Cette annonce datée du 19 novembre 1766 dénote un captif (esclave) sénégalais du nom de Barqua :


"Un Nègre Sénégalais, nommé Barqua, étampé P. PATRICOT, se disant appartenir à M. Patricot, habit. au Quartier-Morin" (66)
Barqua (Barka), le nom de ce Sénégalais captif (à ne pas confondre avec Baka, un mot du Créole haïtien désignant un peuple pygmée d'"Afrique" Central) est relié à la Royauté sénégalaise :
"C'est du nom de Barka Mbôoj que procède le mot Barak désignant le souverain du Waalo. (...) Au Waalo notamment, après que le Seb ak Bawar a procédé à l'élection du barak (roi)..." (67)
Ainsi, du nom du Roi Barka Mnôoj découle Barak ou Brak, titre du Souverain des Royaumes sénégalais de Waalo et de Beffeche.


(Royaume de Walo (Ouaille) ou de Brak)
Source : Guillaume Deslisle : Sénégambia, 1707 ; https://en.wikipedia.org/wiki/Waalo#/media/File:Guillaume_Delisle_Senegambia_1707.jpg

Le Roi de Waalo était donc divinisé, une pratique traditionnelle, puisque la tradition haïtienne maintiendra la vénération de son titre via le Lwa Barak ou Barako :


Èzili Je Wouj o, se yon Lwa Barak o
Mapou tonbe, kabrit manje fèy nan petwo
Adye, Ezili Je wouj o, si m pran w, m a devore w.

Traduction :
Èzili Je Wouj oh, c'est une Lwa Barak oh
L'arbre mapou est tombé, le chèvre mange les feuillages dans le rite petwo
Adye, Èzili Je Wouj oh, si je t'attrape, je te dévorerai.

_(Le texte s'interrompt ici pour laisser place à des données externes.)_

PR #7039, opened 2024-01-04
Docs: defining Akka.Analyzer rules

Aaronontheweb:
These will be linked from the tooltips inside Visual Studio whenever an error is flagged.


Aaronontheweb:
This looks good to go, but to close out https://github.com/akkadotnet/akka.analyzers/issues/6 I'll need to make some updates to the Akka.Analyzers package itself and have it reference the URI scheme for Akka.NET Analyzer rule ids.

PR #7623, opened 2025-05-06
Akka.IO: fix `TcpListener` connection queue problem

Aaronontheweb:
## Changes

close https://github.com/akkadotnet/akka.net/issues/5988

## Checklist

For significant changes, please ensure that the following have been completed (delete if not relevant):

* [x] This change follows the [Akka.NET API Compatibility Guidelines](https://getakka.net/community/contributing/api-changes-compatibility.html).
* [x] This change follows the [Akka.NET Wire Compatibility Guidelines](https://getakka.net/community/contributing/wire-compatibility.html).
* [x] I have [reviewed my own pull request](https://getakka.net/community/contributing/index.html#review-your-own-pull-requests).
* [x] Design discussion issue #5988
* [x] Changes in public API reviewed, if any.

### Latest `dev` Benchmarks 

```                                                                                                                                       
                                                                                                                                          
BenchmarkDotNet v0.13.12, Pop!_OS 22.04 LTS                                                                                               
13th Gen Intel Core i7-1360P, 1 CPU, 16 logical and 12 physical cores                                                                     
.NET SDK 8.0.404                                                                                                                          
  [Host]  : .NET 8.0.11 (8.0.1124.51707), X64 RyuJIT AVX2                                                                                 
  LongRun : .NET 8.0.11 (8.0.1124.51707), X64 RyuJIT AVX2                                                                                 
                                                                                                                                          
Job=LongRun  Concurrent=True  Server=True                                                                                                 
InvocationCount=1  IterationCount=10  LaunchCount=3                                                                                       
RunStrategy=Monitoring  UnrollFactor=1  WarmupCount=3                                                                                     
                                                                                                                                          
```                                                                                                                                       
| Method                    | MessageLength | ClientsCount | Mean      | Error     | StdDev    | Req/sec    |                             
|-------------------------- |-------------- |------------- |----------:|----------:|----------:|-----------:|                             
| **ClientServerCommunication** | **10**            | **1**            | **27.982 μs** | **1.2878 μs** | **1.9275 μs** |  **35,737.37** | 
| **ClientServerCommunication** | **10**            | **3**            | **14.090 μs** | **2.1295 μs** | **3.1874 μs** |  **70,974.46** | 
| **ClientServerCommunication** | **10**            | **5**            | **10.736 μs** | **1.0059 μs** | **1.5055 μs** |  **93,147.14** | 
[...]

PR #7637, opened 2025-05-13
Akka.IO: redesign `TcpConnection`

### LINKED ISSUE #7634: Akka.IO: `TcpConnection` does not propagate closure events reliably
**Version Information**
Version of Akka.NET? v1.5.41

**Describe the bug**

Yet another Akka.IO bug - while working on https://github.com/akkadotnet/akka.net/pull/7633 I tried to tests to verify that we can track connection closures, but there's a small problem: the `TcpConnection` actor doesn't reliably transmit this information.

**Expected behavior**

If the remote socket gets closed, the local socket should close and report back to its handler immediately.

**Actual behavior**

Wildly different stuff depending on how the socket was closed. Sometimes an event, usually not.

**Additional context**

This code is wildly over-engineered and is in drastic need of cleanup.

Aaronontheweb:
## Changes

Addresses a significant number of reliability and performance issues with Akka.IO.Tcp

close #7634

Still need to add:

- [x] Pull mode for `TcpConnection` - Akka.Streams.IO blows up without this
- [x] Pull mode for `TcpListener` - same deal
- [x] Better buffer management code for `TcpConnection` writing - if someone sends a message larger than the max frame size we'll hang currently. Better to paginate it.
- [x] Need to restore the max-queue-size as byte-size semantics in our tests. I was against this initially but IMHO I think it's probably the more sensible "real measure" of resources

## Checklist

* [x] Design discussion issue #7634

### Latest `dev` Benchmarks 

```

BenchmarkDotNet v0.13.12, Windows 11 (10.0.26100.3775)
12th Gen Intel Core i7-1260P, 1 CPU, 16 logical and 12 physical cores
.NET SDK 8.0.403
  [Host]  : .NET 8.0.14 (8.0.1425.11118), X64 RyuJIT AVX2
  LongRun : .NET 8.0.14 (8.0.1425.11118), X64 RyuJIT AVX2

Job=LongRun  Concurrent=True  Server=True  
InvocationCount=1  IterationCount=10  LaunchCount=3  
RunStrategy=Monitoring  UnrollFactor=1  WarmupCount=3  

```
| Method                    | MessageLength | ClientsCount | Mean      | Error     | StdDev    | Req/sec    |
|-------------------------- |-------------- |------------- |----------:|----------:|----------:|-----------:|
| **ClientServerCommunication** | **10**            | **1**            | **53.038 μs** | **2.3749 μs** | **3.5546 μs** |  **18,854.32** |
| **ClientServerCommunication** | **10**            | **3**            | **22.307 μs** | **0.9668 μs** | **1.4470 μs** |  **44,829.77** |
| **ClientServerCommunication** | **10**            | **5**            | **15.343 μs** | **1.7903 μs** | **2.6797 μs** |  **65,177.89** |
| **ClientServerCommunication** | **10**            | **7**            | **13.806 μs** | **1.5307 μs** | **2.2911 μs** |  **72,433.14** |
| **ClientServerCommunication** | **10**            | **10**           | **11.569 μs** | **0.9201 μs** | **1.3771 μs** |  **86,436.51** |
| **ClientServerCommunication** | **10**            | **20**           |  **9.188 μs** | **0.8901 μs** | **1.3322 μs** | **108,841.90** |
| **ClientServerCommunication** | **10**            | **30**           |  **9.048 μs** | **0.8720 μs** | **1.3051 μs** | **110,519.01** |
| **ClientServerCommunication** | **10**            | **40**           | **10.213 μs** | **0.4584 μs** | **0.6861 μs** |  **97,915.46** |
| **ClientServerCommunication** | **100**           | **1**            | **57.817 μs** | **5.1364 μs** | **7.6880 μs** |  **17,296.00** |
| **ClientServerCommunication** | **100**           | **3**            | **21.813 μs** | **0.9598 μs** | **1.4365 μs** |  **45,843.55** |
| **ClientServerCommunication** | **100**           | **5**            | **16.136 μs** | **1.3610 μs** | **2.0370 μs** |  **61,974.70** |
| **ClientServerCommunication** | **100**           | **7**            | **14.732 μs** | **2.3724 μs** | **3.5510 μs** |  **67,878.50** |
| **ClientServerCommunication** | **100**           | **10**           | **11.896 μs** | **1.4770 μs** | **2.2107 μs** |  **84,058.77** |
| **ClientServerCommunication** | **100**           | **20**           |  **9.574 μs** | **0.8134 μs** | **1.2174 μs** | **104,445.29** |
| **ClientServerCommunication** | **100**           | **30**           |  **9.879 μs** | **0.7771 μs** | **1.1631 μs** | **101,222.03** |
| **ClientServerCommunication** | **100**           | **40**           |  **9.455 μs** | **0.9147 μs** | **1.3691 μs** | **105,759.12** |

### This PR's Benchmarks

```
BenchmarkDotNet v0.13.12, Windows 11 (10.0.26100.3775)
12th Gen Intel Core i7-1260P, 1 CPU, 16 logical and 12 physical cores
.NET SDK 8.0.403
  [Host]  : .NET 8.0.14 (8.0.1425.11118), X64 RyuJIT AVX2
  LongRun : .NET 8.0.14 (8.0.1425.11118), X64 RyuJIT AVX2

Job=LongRun  Concurrent=True  Server=True
InvocationCount=1  IterationCount=10  LaunchCount=3
RunStrategy=Monitoring  UnrollFactor=1  WarmupCount=3
```

| Method                    | MessageLength | ClientsCount | Mean      | Error     | StdDev    | Req/sec    |
|-------------------------- |-------------- |------------- |----------:|----------:|----------:|-----------:|
| ClientServerCommunication | 10            | 1            | 44.998 us | 1.9392 us | 2.9025 us |  22,223.07 |
| ClientServerCommunication | 10            | 3            | 20.735 us | 1.1877 us | 1.7777 us |  48,227.95 |
| ClientServerCommunication | 10            | 5            | 15.255 us | 1.2650 us | 1.8934 us |  65,550.70 |
| ClientServerCommunication | 10            | 7            | 13.271 us | 0.9893 us | 1.4807 us |  75,351.45 |
| ClientServerCommunication | 10            | 10           | 10.537 us | 1.0431 us | 1.5613 us |  94,905.86 |
| ClientServerCommunication | 10            | 20           |  8.821 us | 0.6686 us | 1.0007 us | 113,359.97 |
| ClientServerCommunication | 10            | 30           |  8.886 us | 0.5094 us | 0.7624 us | 112,542.02 |
| ClientServerCommunication | 10            | 40           |  9.362 us | 0.8531 us | 1.2769 us | 106,809.83 |
| ClientServerCommunication | 100           | 1            | 43.620 us | 3.1453 us | 4.7078 us |  22,925.43 |
| ClientServerCommunication | 100           | 3            | 20.511 us | 1.1551 us | 1.7288 us |  48,754.38 |
| ClientServerCommunication | 100           | 5            | 15.767 us | 1.9737 us | 2.9541 us |  63,425.26 |
| ClientServerCommunication | 100           | 7            | 13.081 us | 1.4413 us | 2.1573 us |  76,444.56 |
| ClientServerCommunication | 100           | 10           | 10.298 us | 0.7608 us | 1.1388 us |  97,105.06 |
| ClientServerCommunication | 100           | 20           |  9.168 us | 0.8832 us | 1.3219 us | 109,070.42 |
| ClientServerCommunication | 100           | 30           |  8.572 us | 0.6353 us | 0.9509 us | 116,655.03 |
| ClientServerCommunication | 100           | 40           |  9.378 us | 1.0401 us | 1.5568 us | 106,630.69 |


Aaronontheweb:
The most significant difference in performance here is the single client test, which accurately measures single socket read / write performance - we went from 18k to 22k operations per second there, an improvement of ~18%

Aaronontheweb:
Currently blocked on some original design issues - basically Akka.IO is missing some basic features you want for real TCP server applications, namely:

- Explicit system buffer sizes
- Explicit max frame sizes

The other issue I have with the settings code, in particular, is the question of how large the write buffer should be allowed to grow. In Akka.Remote we don't really constraint this at all outside of capping the number of `ISystemMessage`s that can reside in the reliable delivery queue.

Aaronontheweb:
So apparently `SocketOptions` exposes a way to configure send and receive buffer sizes already, but this is totally undocumented and not obvious. Not sure how we want to address that because nowhere are any system defaults of any kind documented - and these settings have to be squared against the maximum frame size too.

Aaronontheweb:
Now that https://github.com/akkadotnet/akka.net/pull/7651 has been merged, we need to get some new numbers

Aaronontheweb:
Benchmark numbers using the changes from #7651 

## `dev`

```
BenchmarkDotNet v0.13.12, Pop!_OS 22.04 LTS                                                                                                
13th Gen Intel Core i7-1360P, 1 CPU, 16 logical and 12 physical cores                                                                      
.NET SDK 8.0.404                                                                                                                           
  [Host]  : .NET 8.0.11 (8.0.1124.51707), X64 RyuJIT AVX2                                                                                  
  LongRun : .NET 8.0.11 (8.0.1124.51707), X64 RyuJIT AVX2                                                                                  
                                                                                                                                           
Job=LongRun  Concurrent=True  Server=True                                                                                                  
InvocationCount=1  IterationCount=10  LaunchCount=3                                                                                        
RunStrategy=Monitoring  UnrollFactor=1  WarmupCount=3                                                                                      
```
                                                                                                                                           
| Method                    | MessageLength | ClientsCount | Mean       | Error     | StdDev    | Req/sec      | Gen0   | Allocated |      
PR #7639, opened 2025-05-13
Add DistributedPubSub ping-pong benchmark

Arkatufus:


Aaronontheweb:
Think we could get this integrated into Akka.Cluster.Benchmarks instead @Arkatufus ?

Arkatufus:
I'll look into that

PR #7643, opened 2025-05-14
Akka.Actor: remove `TBD`s

Aaronontheweb:
## Changes

Working on cleaning up TBDs


src/core/Akka/Event/DefaultLogger.cs
```diff
@@ -19,10 +19,10 @@ public class DefaultLogger : ActorBase, IRequiresMessageQueue<ILoggerMessageQueu
         private MinimalLogger _stdoutLogger;
         
         /// <summary>
-        /// TBD
+        /// Handles incoming logger messages and events.
         /// </summary>
-        /// <param name="message">TBD</param>
-        /// <returns>TBD</returns>
+        /// <param name="message">The message to be processed.</param>
+        /// <returns>True if the message was handled, false otherwise.</returns>
```
Aaronontheweb, line 25: Eh, we should get rid of this comment - might do that on another PR

src/core/Akka/Util/StringFormat.cs
```diff
@@ -10,7 +10,7 @@
 namespace Akka.Util
 {
     /// <summary>
-    /// TBD
+    /// Utility methods for safely formatting strings with null values.
     /// </summary>
     public static class StringFormat
```
Aaronontheweb, line 15: Need to review where this class is being used - looks like a perf hog

src/core/Akka/Util/Vector.cs
```diff
@@ -12,16 +12,17 @@
...
-        /// TBD
+        /// Creates a function that fills a collection with a specified number of elements 
+        /// generated by the provided factory function.
         /// </summary>
-        /// <typeparam name="T">TBD</typeparam>
-        /// <param name="number">TBD</param>
-        /// <returns>TBD</returns>
+        /// <typeparam name="T">The type of elements to create.</typeparam>
+        /// <param name="number">The number of elements to create.</param>
+        /// <returns>A function that takes an element factory and returns a list of generated elements.</returns>
```
Aaronontheweb, line 25: This looks like a perfect waste of time - probably needs to be deleted.

PR #7648, opened 2025-05-15
Akka.IO: validate we don't lose data when processing `Tcp.Received`

Aaronontheweb:
## Changes

just making double-extra-sure that we can't lose data with how we do buffer processing

## Checklist

### DIFF
--- a/src/core/Akka.Tests/IO/TcpIntegrationSpec.cs
+++ b/src/core/Akka.Tests/IO/TcpIntegrationSpec.cs
@@ -21,6 +21,7 @@ using Xunit;
 using Xunit.Abstractions;
 using FluentAssertions;
 using System.Runtime.InteropServices;
+using Akka.Util;
 
 namespace Akka.Tests.IO
 {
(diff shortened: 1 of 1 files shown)


src/core/Akka.Tests/IO/TcpIntegrationSpec.cs
```diff
@@ -211,20 +212,45 @@ public async Task BugFix_3021_Tcp_Should_not_drop_large_messages()
                 var actors = await x.EstablishNewClientConnectionAsync();
 
                 // create a large-ish byte string
-                var str = Enumerable.Repeat("f", 567).Join("");
-                var testData = ByteString.FromString(str);
+                const int length = 2064;
```
Aaronontheweb, line 215: 1. Create 3 random messages that are all reasonably large
2. Transmit them sequentially
3. Validate that the received byte buffers all match the input messages, when laid out  sequentially in a new output buffer

src/core/Akka.Tests/IO/TcpIntegrationSpec.cs
```diff
@@ -211,20 +212,45 @@ public async Task BugFix_3021_Tcp_Should_not_drop_large_messages()
...
+                }
+                
+                var recv1 = bigBuffer.Slice(0, length).ToArray();
+                Assert.Equivalent(recv1, buffer1);
+                
+                var recv2 = bigBuffer.Slice(length, length).ToArray();
+                Assert.Equivalent(recv2, buffer2);
+                
+                var recv3 = bigBuffer.Slice(length * 2, length).ToArray();
+                Assert.Equivalent(recv3, buffer3);
```
Aaronontheweb, line 253: All of these pass, so we should be good to go

Aaronontheweb (commented):
Detailed my changes

Aaronontheweb:
Looks like something hung during execution on Linux, but there weren't any actual test failures.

Comme le dévoile les chants sacrés, Barak est régulièrement associé à Èzili Je Wouj (Èzili Aux Yeux Rouges), une Lwa de filiation sénégalaise qui symbolise l'amour débordant de jalousie qui fait rougir les yeux :
Barak, Barak o
M pa renmen yon fanm ki jalou twòp o
Men si m jwenn yon fanm ki jalou twòp pou Ézili Je Wouj
Barak, kondi m ale, anba bila.
Traduction :
Barak, Barak oh
Je n'aime pas les femmes trop jalouse
Mais si je prends une femme qui est trop jalouse au goût d'Èzili Je Wouj
Barak, envoies-moi à Bila.

Voici l'un des Vèvè d'Èzili Je Wouj, l'associée de Barak. Toujours rien d'islamique de déceler :
 (Vèvè d'Èzili Je Wouj associée à Barak)
Source : Milo Rigaud. Ve-Ve : Diagrammes Rituels du Voudou. New York, 1974. p..234.

De notre connaissance, le titre royal sénégalais est retenu par latradition haïtienne qu'à travers 2 dérivés : Barak, Brakè. La Lwa Èzili Barako (Èzili Dantò ou Èzili Boran), appartenant à la même famille qu'Èzili Je Wouj, est la mère du Lwa/Jany Ti Jan Dantò, dit également Jan Brakè. Ce pourquoi, on associe également "Yaye" à Èzili Dantò, un mot sénégalais (Wolof) signifiant "Mère".
Voici un chant sacré d'Èzili Dantò qui illustre à la fois son statut maternel et sa filiation sénégalaise :


Yaye o, Yaye
Èzili kanpe nan baryè a, li pa sa antre.
Traduction :
Yaye oh, Yaye
Èzili se tient devant la barrière, elle ne peut entrer.

Maintenant, observons l'un des Vèvè d'Èzili Dantò (Barako). Pas l'ombre d'un élément musulman à l'horizon :


(Vèvè d'Èzili Dantò associée à Yaye)
Source : Milo Rigaud. Ve-Ve : Diagrammes Rituels du Voudou. New York, 1974. p..226.

Il faut remarquer que la Lwa/Jany Èzili Dantò (Èzili Barako) et son rejeton Tijan Dantò (ou Tijan Brakè) précèdent l'établissement du Royaume sénégalais du Walo (1287-1855). Mais nous n'avons pas l'espace nécessaire pour développer ce point dans cet article.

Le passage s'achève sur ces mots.